Notes & Substitutions

Add extra buffalo sauce for heat or swap cheddar for Monterey Jack to change up the flavor.

Deliciously baked Dill Pickle Buffalo Ranch Cheesecake Cake Muffins, ideal for party appetizers. Save
Deliciously baked Dill Pickle Buffalo Ranch Cheesecake Cake Muffins, ideal for party appetizers. | epicurestates.com

Enjoy these muffins fresh from the oven or pack them for your next party. Their bold flavor surprises and delights every time.

Recipe FAQs

Can I make these muffins a day ahead?

Yes, prepare in advance and store in an airtight container in the fridge for up to 3 days. Warm before serving if desired.

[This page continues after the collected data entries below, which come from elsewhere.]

PR #42907, opened 2026-01-26
Update margin-block-start values reference from margin-left to margin-top

### LINKED ISSUE #42906: Syntax main section - Values subsection: Definition could reference most used physical mapped property instead of margin-left to improve context reading.
### MDN URL

https://developer.mozilla.org/en-US/docs/Web/CSS/Reference/Properties/margin-block-start#values

Syntax main section - Values subsection content reference.

The present text references that the property takes the same values as the physical property margin-left, which is true. But because the margin-block-start maps to margin-top in most websites that are written in horizontal left to right writing I think it makes sense to reference that property instead to improve context reading.

The definition could reference the most used mapped physical property for margin-block-start which is margin-top in horizontal left to right writing.

https://developer.mozilla.org/en-US/docs/Web/CSS/Reference/Properties/margin-block-start#values

Same is happening for the rest of margin-related properties.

Which cheese works best for these muffins?

Cheddar adds sharpness, but Monterey Jack or Swiss offer milder alternatives. Use your favorite for varied flavor profiles.

How do I increase the spiciness?

Add more buffalo sauce or a pinch of cayenne pepper to the batter for extra heat, adjusting to your taste preference.

Can I make this gluten-free?

Substitute all-purpose flour with a gluten-free blend, ensuring baking powder and other ingredients are gluten-free certified.

Are there serving suggestions besides parties?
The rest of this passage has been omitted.